RECORD EXTRACTS:
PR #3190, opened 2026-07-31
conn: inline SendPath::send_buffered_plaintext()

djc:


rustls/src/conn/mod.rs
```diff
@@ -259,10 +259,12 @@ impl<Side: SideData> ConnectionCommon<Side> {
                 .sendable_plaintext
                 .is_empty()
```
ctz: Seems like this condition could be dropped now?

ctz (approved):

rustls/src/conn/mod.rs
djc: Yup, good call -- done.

...

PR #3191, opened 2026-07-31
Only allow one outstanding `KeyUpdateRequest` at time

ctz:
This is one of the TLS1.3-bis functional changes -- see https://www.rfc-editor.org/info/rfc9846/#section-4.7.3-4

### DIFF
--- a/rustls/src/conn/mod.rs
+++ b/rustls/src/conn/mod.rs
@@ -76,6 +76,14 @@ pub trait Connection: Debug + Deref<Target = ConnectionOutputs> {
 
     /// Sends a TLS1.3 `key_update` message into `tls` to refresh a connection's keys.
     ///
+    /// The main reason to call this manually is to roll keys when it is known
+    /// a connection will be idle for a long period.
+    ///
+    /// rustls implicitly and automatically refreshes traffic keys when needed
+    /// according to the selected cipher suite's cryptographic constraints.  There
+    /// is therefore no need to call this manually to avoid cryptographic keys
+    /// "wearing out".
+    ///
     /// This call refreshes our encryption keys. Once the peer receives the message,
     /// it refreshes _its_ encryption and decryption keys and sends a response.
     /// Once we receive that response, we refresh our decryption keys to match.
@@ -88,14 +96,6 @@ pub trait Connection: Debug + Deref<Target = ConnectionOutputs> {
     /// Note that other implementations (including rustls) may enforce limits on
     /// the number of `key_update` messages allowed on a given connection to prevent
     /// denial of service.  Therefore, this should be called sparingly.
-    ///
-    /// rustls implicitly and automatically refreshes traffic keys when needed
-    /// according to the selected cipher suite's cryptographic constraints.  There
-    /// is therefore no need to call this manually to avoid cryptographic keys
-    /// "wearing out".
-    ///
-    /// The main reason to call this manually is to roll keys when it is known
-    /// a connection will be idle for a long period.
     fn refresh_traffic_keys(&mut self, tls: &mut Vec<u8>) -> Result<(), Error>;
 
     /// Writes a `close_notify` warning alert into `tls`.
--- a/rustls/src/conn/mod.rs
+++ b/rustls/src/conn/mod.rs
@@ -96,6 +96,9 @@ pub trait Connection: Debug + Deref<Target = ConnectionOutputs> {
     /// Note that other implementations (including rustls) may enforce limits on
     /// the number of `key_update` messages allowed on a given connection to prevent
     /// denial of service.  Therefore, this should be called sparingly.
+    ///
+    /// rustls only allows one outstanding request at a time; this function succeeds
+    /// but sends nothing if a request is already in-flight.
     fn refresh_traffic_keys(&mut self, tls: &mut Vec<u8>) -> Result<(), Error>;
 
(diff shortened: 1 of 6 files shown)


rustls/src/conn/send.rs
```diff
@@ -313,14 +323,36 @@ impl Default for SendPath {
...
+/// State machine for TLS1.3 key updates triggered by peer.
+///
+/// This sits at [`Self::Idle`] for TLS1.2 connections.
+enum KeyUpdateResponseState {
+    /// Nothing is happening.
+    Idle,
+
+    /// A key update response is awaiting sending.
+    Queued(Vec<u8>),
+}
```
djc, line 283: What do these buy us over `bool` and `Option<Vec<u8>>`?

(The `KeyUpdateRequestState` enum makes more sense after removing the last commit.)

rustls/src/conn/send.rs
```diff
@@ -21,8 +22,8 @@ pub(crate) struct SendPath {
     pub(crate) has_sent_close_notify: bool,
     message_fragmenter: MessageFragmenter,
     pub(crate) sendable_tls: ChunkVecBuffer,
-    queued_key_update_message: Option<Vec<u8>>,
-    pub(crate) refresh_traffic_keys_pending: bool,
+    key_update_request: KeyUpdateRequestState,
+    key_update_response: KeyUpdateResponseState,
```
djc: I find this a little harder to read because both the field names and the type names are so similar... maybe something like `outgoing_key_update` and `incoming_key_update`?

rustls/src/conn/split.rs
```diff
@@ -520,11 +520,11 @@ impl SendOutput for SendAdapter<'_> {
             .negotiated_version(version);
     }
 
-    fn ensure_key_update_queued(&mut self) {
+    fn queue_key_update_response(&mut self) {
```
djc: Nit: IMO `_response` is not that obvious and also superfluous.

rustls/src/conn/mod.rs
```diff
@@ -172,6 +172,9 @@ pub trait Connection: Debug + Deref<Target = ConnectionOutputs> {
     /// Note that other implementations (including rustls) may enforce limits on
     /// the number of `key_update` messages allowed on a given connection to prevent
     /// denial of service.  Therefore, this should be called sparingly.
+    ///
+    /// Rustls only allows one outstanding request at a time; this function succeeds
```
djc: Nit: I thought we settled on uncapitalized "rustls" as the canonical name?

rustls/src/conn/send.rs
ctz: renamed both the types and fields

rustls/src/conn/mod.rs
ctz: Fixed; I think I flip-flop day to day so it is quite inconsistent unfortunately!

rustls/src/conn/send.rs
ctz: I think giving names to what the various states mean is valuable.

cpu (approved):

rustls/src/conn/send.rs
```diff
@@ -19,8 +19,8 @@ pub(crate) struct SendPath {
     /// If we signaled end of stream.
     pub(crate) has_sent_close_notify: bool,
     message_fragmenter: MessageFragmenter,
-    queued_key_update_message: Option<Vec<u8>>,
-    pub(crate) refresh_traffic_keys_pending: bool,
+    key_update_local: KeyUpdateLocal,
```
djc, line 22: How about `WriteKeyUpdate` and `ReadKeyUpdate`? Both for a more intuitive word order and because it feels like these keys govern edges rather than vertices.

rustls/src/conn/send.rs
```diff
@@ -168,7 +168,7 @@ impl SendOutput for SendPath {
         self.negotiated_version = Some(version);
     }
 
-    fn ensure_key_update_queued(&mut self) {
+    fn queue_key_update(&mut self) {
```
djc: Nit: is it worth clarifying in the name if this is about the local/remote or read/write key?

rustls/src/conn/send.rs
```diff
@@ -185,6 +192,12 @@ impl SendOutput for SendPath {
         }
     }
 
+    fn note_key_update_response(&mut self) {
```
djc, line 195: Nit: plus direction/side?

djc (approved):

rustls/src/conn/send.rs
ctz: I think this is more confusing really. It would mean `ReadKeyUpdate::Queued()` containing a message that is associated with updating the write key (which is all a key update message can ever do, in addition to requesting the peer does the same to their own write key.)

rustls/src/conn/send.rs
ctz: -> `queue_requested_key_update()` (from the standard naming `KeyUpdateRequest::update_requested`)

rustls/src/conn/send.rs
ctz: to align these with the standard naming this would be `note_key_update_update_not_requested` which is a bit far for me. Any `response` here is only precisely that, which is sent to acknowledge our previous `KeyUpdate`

WHAT TO DO:
In the material above, find each line containing the word "will" and copy it.

ANSWER SPACE:
+    /// a connection will be idle for a long period.
-    /// a connection will be idle for a long period.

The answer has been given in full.